In Afghanistan, a highly decorated sergeant with a degree in mechanical engineering joins his brother on a mission. It ends disastrously: his brother and everyone else in the platoon are blown to pieces in a Taliban attack, just moments after the two had sworn to each other that they would become Army Rangers together. A couple of years pass, and physically battered and devastated by post-traumatic stress, the sergeant decides to pursue that career on his own, just in time to be sent on a mission, with a handful of fellow soldiers, to the place where a massive alien war drone has just landed. In less than two hours, the clearing in the mountains where the soldiers are stationed (kudos to the locations—the film was shot in Australia and New Zealand) transforms into the equivalent of the jungle from Predator, that is, a natural trap. The sergeant and the others, all identified only by a number, try to escape the weapon of destruction.

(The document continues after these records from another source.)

PR #732, opened 2020-05-29
update install commands to be Hem v3

### LINKED ISSUE #730: Helm install commands fails with Helm3
Currently, Most helm commands in the helm tutorial use `--name`, which seems depreciated in Helm3 and the install command fails as 
```
Error: unknown flag: --name
```

In Helm3, The install command works as `helm install [NAME] [CHART]`. So, removing the `--name` flag but still keeping the value fixes this.

Should we update the docs to Helm3? or Should we atleast have a note for the same?

@alpeb

Pothulapati:
Fixes #730 

This PR makes the default docs to represent Helm v3 commands. It also adds a additional note to install commands for users trying with Helm v2.

The main problem being the depreciation of `--name` flag in Helm v3.

Signed-off-by: Tarun Pothulapati <tarunpothulapati@outlook.com>


grampelberg:
@Pothulapati mind updating this so we can merge?

PR #1843, opened 2023-11-22
Rename bare container images to bare

Vincinator:
* Use shorter "bare-$config" naming instead of hierarchical names like "bare-container-image/libc"
* Remove legacy `features/_distroless`
  * unbase_oci is used for building the distroless equivalent "bare-$config"
  * remove this feature to reduce complexity and prevent confusion between bare and the legacy feature
* add versioning for bare containers


Vincinator:
Still in draft, testing if the GitHub Actions don't complain

fwilhe (approved):
Only looked at the diff, did not try building the images

LGTM

PR #1852, opened 2023-11-29
github: add labeler action 

Vincinator:

* Add github labeler action
    * must be merged to main before the new labeler action can assign labels to PRs 
    * test repo: https://github.com/Vincinator/test-labeler/pull/1 
* use PR template from gardenlinux/.github org repo

### DIFF
--- a/.github/labeler.yml
+++ b/.github/labeler.yml
@@ -32,6 +32,7 @@ features:
 
 tools:
 - 'hack/**'
+- 'tools/**'
 
 logo:
 - 'logo/*'
@@ -48,7 +49,6 @@ checksums:
 
 packages:
 - 'features/**/pkg.*'
-
 
 bare-container:
 - 'bare_flavors/**'
--- a/.github/labeler.yml
+++ b/.github/labeler.yml
@@ -53,3 +53,34 @@ packages:
 bare-container:
 - 'bare_flavors/**'
 - 'unbase_oci'
+
+gcp-platform:
+- 'features/gcp/**'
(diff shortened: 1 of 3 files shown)


Vincinator:
Requirement: Need label automation

Vincinator:
Requirement: Conventional Commit Checker (other PR?)
Requirement: Static Code Checker (other PR?)

Vincinator:
**Gardener Robot:** you write labels in the PR instead of using GitHub's UI. 
Pro:
- you don't need to use the GitHub UI  
Con:
- you need to know the naming of the Labels

**Labeler GH Action:** Automatically assign labels based on code path
Pro:
- don't need to do anything
Con:
- Things like `breaking-change` must still be assigned manually

fwilhe:
Screenshot 2023-12-04 at 13 13 07

This sounds like it would affect us, but I don't see that config being set.

Vincinator:
Set `dot: true` for labeler workflow

fwilhe:
> Thanks! Added platform labels.
> 
> The `dot: true` setting is a good idea, don't see a reason why not to enable it. You?

No I don't see a reason against, but it does not seem to make a difference for our config as far as I understood now.

Vincinator:
Change PR template here: 
https://github.com/gardenlinux/.github/blob/main/.github/pull_request_template.md

Vincinator:
https://github.blog/changelog/2023-01-10-github-actions-support-for-organization-wide-required-workflows-public-beta/

This should be a required org-wide workflow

A century ago now, back in the days of straight-to-video VHS releases and Blockbuster, a large portion of the film market was actually intended for the small screen. Thousands of low-budget action, horror, and sci-fi films—ranging from B to Z-grade—kept an entire generation of sleepless genre film lovers company. Films like Death Machine, a 1994 title that was a regular fixture on Italian late-night TV schedules, of which War Machine is essentially the evolution. The winning formula mentioned above is a mix of action and military sci-fi featuring a TV action hero—in this case, Alan Ritchson, the star of Prime Video’s beloved Reacher—along with a handful of former A-list Hollywood actors who are now a bit past their prime (Dennis Quaid, Esai Morales, Jai Courtney), an intellectually undemanding story (a traumatized but invincible soldier hunted by a relentless killing machine), a nod to major titles like the aforementioned Predator, Terminator, and War of the Worlds, and the prospect of several sequels.

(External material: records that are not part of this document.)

PR #1863, opened 2023-12-08
Use guestfish instead of libguestfs-tools in test containers

MrBatschner:

/kind test
/area os
/os garden-linux

The only binary from the guestfs universe that is used in Garden Linux test containers is `virt-copy-in` which is actually part of `guestfish`. Therefore, all the other dependencies (especially Perl) of `libguestfs-tools` can be omitted.

**Release note**:

```feature user
Guestfish is used instead of libguestfs-tools in test containers
```


fwilhe (approved):
Did not try it out, LGTM

PR #1866, opened 2023-12-11
test: Require azure-cli >= 2.44.0 for tests

MrBatschner:

/kind test
/area os
/os garden-linux

Require azure-cli >= 2.44.0 for Azure platform tests. Also make sure that the `Pipfile.lock` is actually used in building the integration test containers so that we have tighter control over which versions of the packages are used.

**Release note**:

```feature user
test: Require azure-cli >= 2.44.0 for tests
```

### DIFF
--- a/container/base-test/Dockerfile
+++ b/container/base-test/Dockerfile
@@ -49,7 +49,7 @@ ENV VIRTUAL_ENV="$VIRTUAL_ENV_PARENT/.venv"
 RUN python3 -m venv $VIRTUAL_ENV
 ENV PATH="$VIRTUAL_ENV/bin:$PATH"
 
-COPY Pipfile* "$VIRTUAL_ENV_PARENT/"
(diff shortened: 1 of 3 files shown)


container/base-test/Dockerfile
```diff
@@ -49,7 +49,7 @@ ENV VIRTUAL_ENV="$VIRTUAL_ENV_PARENT/.venv"
 RUN python3 -m venv $VIRTUAL_ENV
 ENV PATH="$VIRTUAL_ENV/bin:$PATH"
 
-COPY Pipfile "$VIRTUAL_ENV_PARENT"
+COPY Pipfile* "$VIRTUAL_ENV_PARENT/"
```
Vincinator, line 52:
```suggestion
COPY Pipfile Pipfile.lock "$VIRTUAL_ENV_PARENT/"
```
nitpick/style: explicitly control what is included. 
wildcard is also fine for me.

Vincinator (approved):

PR #1867, opened 2023-12-11
remove vim-tiny from server feature

Vincinator:

* less potential security vulnerabilities

* as an alternative; vim can open files via scp

**Release note**:

```feature user
Remove vim-tiny from Garden Linux. 
* less potential security vulnerabilities
* as an alternative; vim can open files remotely via scp
```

War Machine stands out with a substantial budget—reportedly $80 million—and a protagonist who is decidedly more complex than your typical Dutch Schaefer, featuring Ritchson as a super-soldier torn apart by inner demons, a mountain of smart muscle who uses his intelligence to take on the alien enemy. If we choose, with some effort, to ignore the rabid militaristic propaganda the film shoves down our throats—especially in the final moments—War Machine is a fun, big-budget spectacle, and it’s a thousand times better than its embarrassing first cousin that attempted the same thing a few months earlier and failed spectacularly: obviously we’re talking about War of the Worlds starring Ice Cube and Eva Longoria and produced by Timur Bekmambetov of Night Watch (Timur, why?), which landed on Prime Video last summer and was the big winner at the recent Razzie Awards. Unwatchable, whereas we’d definitely give War Machine 2 a look.